KEARNEY, Neb. — It looked like moonshine poured from the little brown jug.
But Nebraska's newly anointed blue-ribbon drinking water — the Chardonnay of the tap, the Amontillado of the aquifer, the Perrier of the Platte — is legal and nearly free to everyone living in Lincoln.
Nebraska's best-tasting water flows from Lincoln taps, according to a friendly and unscientific competition Wednesday.
“We've always thought we had some of the best-tasting water,'' said Jerry Obrist, the city's chief water engineer. “We try to take good care of our drinking water.''
The Capital City quencher competed with entries from six other Nebraska communities: Aurora, Hastings, Norfolk, Omaha, Scottsbluff and Seward, plus a taste of bottled water to challenge the judges' deductive abilities.
(The bottled water failed the taste test miserably, organizers said.)
The competition was part of a happy hour mixer for young professionals attending the fall meeting of the Nebraska Section of the American Water Works Association. As five judges tasted, sniffed and examined each of the eight glasses placed in front of them, the audience relaxed with cans of light beer.
The first-time contest was conceived as a way to promote the work of Nebraska's public water systems in preserving and improving the state's drinking water, said Eric Obert, an environmental engineer with JEO Consulting Group of Wahoo, Neb.
One-gallon samples were collected no more than 48 hours before the contest and continuously stored at a temperature between 40 and 70 degrees.
They arrived in Kearney in an assortment of jars and jugs that could have come from a second-hand store.
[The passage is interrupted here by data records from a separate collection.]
Issue #73, opened 2015-12-16
The backdrops of two different elements implementing iron-overlay-behavior are interfering


zinkkrysty:
If two different elements are created, `element-overlay-with-backdrop` and `element-overlay-with-backdrop2`, both implement `iron-overlay-behavior` and both used `with-backdrop`, opening one after another and closing them, one overlay closes the other one's backdrop, and one backdrop doesn't close (is orphaned).

I have a suspicion that the manager is not working as it should - the current tests only cover the case where the overlays share the same backdrop - but once we introduce a different element which does not share (the backdrop is created on `register` event) - there are issues with correctly attributing backdrops and closing the right one.

PR #74, opened 2015-12-16
Fix closing of backdrops of different overlay elements & add tests

zinkkrysty:
Bug described in #73

Moved responsability of tracking the backdrop and the active overlays with backdrops to the backdrop element.

### DIFF
--- a/iron-overlay-backdrop.html
+++ b/iron-overlay-backdrop.html
@@ -81,7 +81,15 @@ Custom property | Description | Default
       _manager: {
         type: Object,
         value: Polymer.IronOverlayManager
-      }
+      },
+
+      /**
+       * Manages the active overlays using this backdrop
+       */
+      _activeOverlays: {
+        type: Array,
+        value: []
+      },
 
     },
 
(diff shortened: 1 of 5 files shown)


zinkkrysty:
I think I'm over my head here trying to fix this. I got stuck on testing if the backdrop is actually added to the DOM. I'm trying to add this:

```js
assert.isTrue(document.getElementsByTagName('iron-overlay-backdrop').length === 1, 'there is a backdrop in the DOM tree');
```

in the `runAfterOpen` callback, but it's failing to recognize the backdrop in the DOM, and I can't see it either in the element inspector.

Anyone willing to assist?

valdrinkoshi:
if you try to do `elemet.tagName` you'll see that in some browsers it will be capitalized, so is better to use `document.querySelectorAll` instead of `document.getElementsByTagName`

valdrinkoshi:
About the fix, I'm not sure we should be adding multiple `iron-overlay-backdrop` elements. 
Instead, we should keep only one for all the `iron-overlay-behavior` elements. So maybe we should generate it in the `iron-overlay-manager` instead of `iron-overlay-behavior`.
@cdata WDYT?

zinkkrysty:
You are right, I realized my approach is not that good. I opened #79 with just the failing tests.

PR #75, opened 2015-12-17
Convert IronOverlayManager to a singleton class

rictic:


cdata:
This is not a behavior. Is this annotation misleading?

rictic:
Oh, it's not? Is it just a singleton object?

zinkkrysty:
I think that the manager violates the SRP, as it both managing the overlay and the backdrops. The backdrop managing is not necessary since backdrops are shared only in some cases (when the element used is the same). But when 2 elements implement the iron-overlay-behavior, the backdrop isn't shared, instead they use 2 different backdrop elements. See #73 for more details.

That's why I believe that each backdrop should manage its own overlays and not let the manager do that.

rictic:
Converted it from an object literal to a class with a single instantiation, PTAL.

@zinkkrysty this PR is just to explain what IronOverlayManager is doing to closure compiler. Please open an issue to debate the design.

cdata:
@rictic @zinkkrysty :+1: Please open an issue to discuss!

cdata:
@rictic this looks fine to me, but please co-ordinate this change with @valdrinkoshi since he has one or two PRs open that touch the same code.

valdrinkoshi:
LGTM too
@rictic I'll merge this one and solve the conflicts on my side

rictic:
Thanks!

PR #79, opened 2015-12-22
Bugfix: backdrop not shared in different elements, causing inconsistent closing

zinkkrysty:
Bug described in #73. This pull request adds the failing tests. 

My approach in #74 is flawed and therefore re-created the tests without the solution. Let's discuss what a reasonable approach to the solution would be. I think that @valdrinkoshi is right, we shouldn't have multiple backdrops, we should only allow one backdrop and that should be managed by the `iron-overlay-manager`.

**EDIT** I've now commited the solution, much more elegant and straightforward: don't allow more than 1 instance of `iron-overlay-backdrop` and let the manager handle the creation of that.

### DIFF
--- a/iron-overlay-behavior.html
+++ b/iron-overlay-behavior.html
@@ -148,15 +148,11 @@ context. You should place this element as a child of `<body>` whenever possible.
      * @type Node
      */
     get backdropElement() {
-      return this._backdrop;
+      return this._manager.backdropElement;
     },
 
     get _focusNode() {
       return Polymer.dom(this).querySelector('[autofocus]') || this;
-    },
-
-    registered: function() {
-      this._backdrop = document.createElement('iron-overlay-backdrop');
     },
 
     ready: function() {
--- a/iron-overlay-manager.html
+++ b/iron-overlay-manager.html
@@ -107,6 +107,15 @@ subject to an additional IP rights grant found at http://polymer.github.io/PATEN
     }
   };
 
+  Object.defineProperty(Polymer.IronOverlayManagerClass.prototype, "backdropElement", {
+    get: function() {
+      if (!this._backdropElement) {
+        this._backdropElement = document.createElement('iron-overlay-backdrop');
+      }
+      return this._backdropElement;
+    }
+  });
+
   Polymer.IronOverlayManagerClass.prototype.getBackdrops = function() {
     return this._backdrops;
   };
--- a/test/iron-overlay-behavior.html
+++ b/test/iron-overlay-behavior.html
@@ -22,6 +22,7 @@ subject to an additional IP rights grant found at http://polymer.github.io/PATEN
     <script src="../../web-component-tester/browser.js"></script>
     <link rel="import" href="../../iron-test-helpers/iron-test-helpers.html">
     <link rel="import" href="test-overlay.html">
+    <link rel="import" href="test-overlay2.html">
 
   </head>
   <body>
@@ -76,6 +77,17 @@ subject to an additional IP rights grant found at http://polymer.github.io/PATEN
         <test-overlay with-backdrop class="overlay-3">
           Overlay 3 with backdrop
         </test-overlay>
+      </template>
+    </test-fixture>
+
+    <test-fixture id="backdrop-different-elements">
+      <template>
+        <test-overlay with-backdrop class="overlay-1">
+          Overlay 1 with backdrop
+        </test-overlay>
+        <test-overlay2 with-backdrop class="overlay-2">
+          Overlay 2 with backdrop
+        </test-overlay2>
       </template>
     </test-fixture>
 
@@ -435,6 +447,7 @@ subject to an additional IP rights grant found at http://polymer.github.io/PATEN
             Polymer.dom(backdrop.parentNode).removeChild(backdrop);
             Polymer.dom.flush();
             assert.isNull(backdrop.parentNode, 'backdrop is removed from DOM');
+            assert.lengthOf(document.querySelectorAll('iron-overlay-backdrop'), (0));
             done();
           });
         });
@@ -498,6 +511,44 @@ subject to an additional IP rights grant found at http://polymer.github.io/PATEN
         });
 
       });
+
+      suite('multiple overlays with backdrop implemented in different elements', function () {
+        var overlays;
+
+        setup(function() {
+          overlays = fixture('backdrop-different-elements');
+        });
+
+        test('multiple overlays share the same backdrop', function() {
+          assert.equal(overlays[0].backdropElement, overlays[1].backdropElement);
+        });
+
+        test('when overlays close, the backdrop is closed', function(done) {
+          runAfterOpen(overlays[0], function () {
+            assert.lengthOf(document.querySelectorAll('iron-overlay-backdrop'), 1);
+
+            // After second overlay is closed, both backdrops should be hidden
+            overlays[1].addEventListener('iron-overlay-closed', function() {
+              Polymer.Base.async(function () {
+                assert.isFalse(overlays[1].backdropElement.opened, 'second overlay backdrop is closed');
+                assert.isFalse(overlays[0].backdropElement.opened, 'first overlay backdrop is closed');
+                done();
+              }, 1);
+            });
+            // After second overlay is opened, immediately close it
+            overlays[1].addEventListener('iron-overlay-opened', function() {
+              Polymer.Base.async(function () {
+                overlays[1].close();
+              }, 1);
+            });
+
+            // Immediately close first overlay and open the other one
+            overlays[0].close();
+            overlays[1].open();
+          });
+        });
+
+      })
 
       suite('a11y', function() {
 
--- a/test/test-overlay2.html
+++ b/test/test-overlay2.html
@@ -1,0 +1,49 @@
+<!--
+@license
+Copyright (c) 2015 The Polymer Project Authors. All rights reserved.
+This code may only be used under the BSD style license found at http://polymer.github.io/LICENSE.txt
+The complete set of authors may be found at http://polymer.github.io/AUTHORS.txt
+The complete set of contributors may be found at http://polymer.github.io/CONTRIBUTORS.txt
+Code distributed by Google as part of the polymer project is also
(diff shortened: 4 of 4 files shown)


iron-overlay-behavior.html
```diff
@@ -155,11 +155,8 @@
       return Polymer.dom(this).querySelector('[autofocus]') || this;
     },
 
-    registered: function() {
-      this._backdrop = document.createElement('iron-overlay-backdrop');
-    },
-
     ready: function() {
+      this._backdrop = this._manager.getBackdropInstance();
```
valdrinkoshi: you could completely remove `this._backdrop` from here, and just return `this.manager.getBackdropInstance()` in `get backdropElement()`

iron-overlay-manager.html
```diff
@@ -106,6 +106,13 @@
       }
     },
 
+    getBackdropInstance: function() {
```
valdrinkoshi: you could make this a getter, in the same fashion as in `iron-overlay-behavior`
```javascript
// ...
_backdropInstance: document.createElement('iron-overlay-backdrop'),

get backdropElement() {
   return this._backdropInstance;
},
// ...

File: test/iron-overlay-behavior.html [hunk 3]
```diff
@@ -421,6 +434,45 @@
...
+
+        setup(function() {
+          overlays = fixture('backdrop-different-elements');
+        });
+
+        test('multiple overlays share the same backdrop', function() {
+          assert.equal(overlays[0].backdropElement, overlays[1].backdropElement);
+        });
+
+        test('multiple overlays close the corrent backdrop', function(done) {
```
valdrinkoshi: small typo, "corrent" should be "current"

zinkkrysty: I actually meant "correct". But since we are only talking about one single backdrop now maybe it should just be "the backdrop"

iron-overlay-manager.html
zinkkrysty: great idea!

test/iron-overlay-behavior.html
```diff
@@ -421,6 +434,45 @@
...
+          runAfterOpen(overlays[0], function () {
```
valdrinkoshi: Consider adding a method `runAfterClose` which is the same as `runAfterOpen`, but just adds a listener for `iron-overlay-close` instead of `iron-overlay-opened`.
Also, notice that `runAfterOpen` will execute the callback after 1ms.
With that this code could become something like this:
```javascript
runAfterOpen(overlays[0], function() {
  overlays[0].close();
  runAfterOpen(overlays[1], function() {
    runAfterClose(overlays[1], function() {
       // your tests here!
    });
  });
});

File: iron-overlay-manager.html (hunk 2 above)
Comment (zinkkrysty) [inline iron-overlay-manager.html]: I'm just wondering, if it's slightly more efficient to only create the backdrop element in case we need it? lazy-load vs eager-load ...

File: test/iron-overlay-behavior.html (hunk 3 above)
Comment (valdrinkoshi) [inline test/iron-overlay-behavior.html]: fair enough :+1:

File: iron-overlay-manager.html (hunk 2 above)
Comment (valdrinkoshi) [inline iron-overlay-manager.html]: you're right, you can do the lazy loading within the `get backdropElement()`

File: iron-overlay-behavior.html [hunk 5]
```diff
@@ -155,11 +155,8 @@
       return Polymer.dom(this).querySelector('[autofocus]') || this;
     },
 
-    registered: function() {
-      this._backdrop = document.createElement('iron-overlay-backdrop');
```
valdrinkoshi: we should also move the import to `iron-overlay-manager` (line 14)
```html
<link rel="import" href="iron-overlay-backdrop.html">

Comment (zinkkrysty) [inline iron-overlay-behavior.html]: makes sense I'll do that and amend the previous commit with fixes

Comment (valdrinkoshi) [inline iron-overlay-behavior.html]: oh, and we can also remove it from here (the line 14), since the import of `iron-overlay-manager` will import the backdrop :)

File: iron-overlay-manager.html [hunk 6]
```diff
@@ -22,6 +23,8 @@
 
     _backdrops: [],
 
+    _backdropElement: document.createElement('iron-overlay-backdrop'),
```
valdrinkoshi: @zinkkrysty tests are failing because of this line. If you do lazy loading on the getter solves it

valdrinkoshi: the reason why this is failing is because the manager is a singleton, an object, and here we add a key. To access to it we should do `Polymer.IronOverlayManager._backdropElement` in the getter (ugly).
Much better to lazy load by checking if `this._backdropInstance` exists.
```javascript
   get backdropElement() {
      if (!this._backdropElement) {
        this._backdropElement = document.createElement('iron-overlay-backdrop');
      }
      return this._backdropElement;
    },

Comment (zinkkrysty) [inline iron-overlay-manager.html]: thanks I was trying to run the tests locally with wct - that thing doesn't want to work with my setup, but you've beat me to it figuring out the issue. I'll make this fix and commit once more

File: iron-overlay-behavior.html (hunk 5 above)
Comment (zinkkrysty) [inline iron-overlay-behavior.html]: I thought I did that, but somehow I didn't commit :) I'll do it now.

File: iron-overlay-manager.html (hunk 6 above)
Comment (zinkkrysty) [inline iron-overlay-manager.html]: Hmm there is a problem now, a circular dependency issue I think: the manager imports the backdrop and the backdrop imports the manager, I guess that's why I get `Uncaught TypeError: Cannot read property 'getBackdrops' of undefined`

Comment (zinkkrysty) [inline iron-overlay-manager.html]: Yeah I can confirm it. If I move the `backdrop` import back into `iron-overlay-behavior` the tests pass

Comment (valdrinkoshi) [inline iron-overlay-manager.html]: Oh bummer...
Well, thinking of it again, it makes sense for `iron-overlay-behavior` to do the import, after all he's the one that uses the backdropElement's methods. Sorry for the confusion, my previous suggestion introduced this issue :disappointed:

File: iron-overlay-behavior.html (hunk 5 above)
Comment (valdrinkoshi) [inline iron-overlay-behavior.html]: this was the suggestion that causes the tests to fail :x
Never mind it, the import should be done here, in `iron-overlay-behavior` since in here we use the methods of `iron-overlay-backdrop`, and should not be done in `iron-overlay-manager`

File: iron-overlay-manager.html (hunk 6 above)
Comment (zinkkrysty) [inline iron-overlay-manager.html]: Well that's fine, it made sense for me as well. But I think this is a bit of code smell. I mean there shouldn't be circular dependency between 2 elements, should there?

**Comment by zinkkrysty** [comment]
Thanks for the suggestions and the help @valdrinkoshi , it's nice to see this bug finally squashed :) :tada:

File: iron-overlay-behavior.html [hunk 7]
```diff
@@ -11,8 +11,8 @@
 <link rel="import" href="../polymer/polymer.html">
 <link rel="import" href="../iron-fit-behavior/iron-fit-behavior.html">
 <link rel="import" href="../iron-resizable-behavior/iron-resizable-behavior.html">
-<link rel="import" href="iron-overlay-backdrop.html">
 <link rel="import" href="iron-overlay-manager.html">
+<link rel="import" href="iron-overlay-backdrop.html">
```
valdrinkoshi: would you mind reverting this as before? :angel: 
(since there is no particular reason to be moved as last import)

zinkkrysty: hmm, sure. My reasoning was that the backdrop needs the manager before but if I think about it, the backdrop actually imports the manager, so should be fine. I'll do that now.

valdrinkoshi:
Awesome job @zinkkrysty! I've let a minor comment, & I have a last request: could you squash your commits into one (so we have a clean history in our repo) ?

Overall LGTM, I defer the final :+1: and merge to @cdata :)

zinkkrysty:
Ok thanks! I'll squash the commits. I wasn't sure if you needed the history

valdrinkoshi:
Thanks @zinkkrysty, LGTM :+1: 
@cdata, ball in your court :soccer:

valdrinkoshi:
@zinkkrysty would you mind rebase this one? For that getter on `iron-overlay-manager`, you can use [`Object.defineProperty`](https://developer.mozilla.org/en-US/docs/Web/JavaScript/Reference/Global_Objects/Object/defineProperty)

zinkkrysty:
Sure, I'll give it a go now

zinkkrysty:
Bummer, I've implemented the getter like this:

```
  Object.defineProperty(Polymer.IronOverlayManagerClass.prototype, "backdropElement", {
    get: function() {
      if (!this._backdropElement) {
        this._backdropElement = document.createElement('iron-overlay-backdrop');
      }
      return this._backdropElement;
    }
  });
```

But get a failing test at: 

```
assert.lengthOf(document.querySelectorAll('iron-overlay-backdrop'), 0); // It's 1 instead
```

Meaning that somehow the backdrop is not removed from the document when the overlays are closed.

I can push to this branch, but I already rebased and I wanted to show that the tests were indeed passing and my fix was working previously.

zinkkrysty:
Could the removal of the `completeBackdrop` method be the source of this regression? I guess that was the one that was removing the backdrop once it wasn't used anymore.

https://github.com/PolymerElements/iron-overlay-behavior/commit/61928b26e72d1771c6d96021cb04c062599d2504#diff-5e1626c54b6ff0c467b99e2307ad8af4L352

zinkkrysty:
Ah, of course, the new code closes the backdrop after transition ends, that's why if I add a timeout of 1s to the test, it passes. 

Any ideas on how to check the presence of the backdrop in the DOM after the `transitionEnd` callback, or do you think it's better to remove that assertion, as it's being tested for elsewhere?

valdrinkoshi:
You can manually call:
```javascript
overlay[1].close();
overlay[1].backdropElement.complete();
```
So that you don't need to wait for animations to be over

zinkkrysty:
Ok, I guess that defeats the purpose. I wanted to make sure that `complete()` is called after the backdrops are closed, but that is probably subject for another test. I'll remove that line and push the changes.

cdata:
This LGTM :+1: Thanks for the contribution!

Lincoln had the brown jug. Scottsbluff and Hastings used glass cracker jars from Walmart. Seward used a spigot jar decorated with sunflowers. Aurora used a plastic distilled water jug.
Judges were presented with eight-ounce glasses of unidentified water. They were instructed to hold a few ounces in their mouth for several seconds, discharge it without swallowing and make an initial judgment on a scale of 1 (best) to 9 (poor).
They repeated the steps and made a final determination.
Lincoln's water has come a long way since the first public well was drilled in Market Square in 1875. The water then was too salty for drinking, but the artesian well gained a reputation for having curative powers, and people traveled from miles around to fill buckets and jars.
The first municipal water system well was sunk in 1883. Its pumping station was blamed for a typhoid fever outbreak and closed in 1912.
Salty water wells plagued Lincoln into the 1920s, and muddy-looking water upset customers in 1933.
Today, Lincoln's water is pumped from a Platte River well field near Ashland. Last year, more than 11.9 billion gallons of water was pumped to serve nearly 250,000 people who use an average of 33 million gallons a day.
Lincoln's winning entry was drawn directly from the Ashland treatment plant. Lincoln now will be nominated to compete in the national water-tasting competition, slated for Chicago in June.
For the six other communities, alas, there was no 2 in their H2O. Only the winner was named. The others — were out.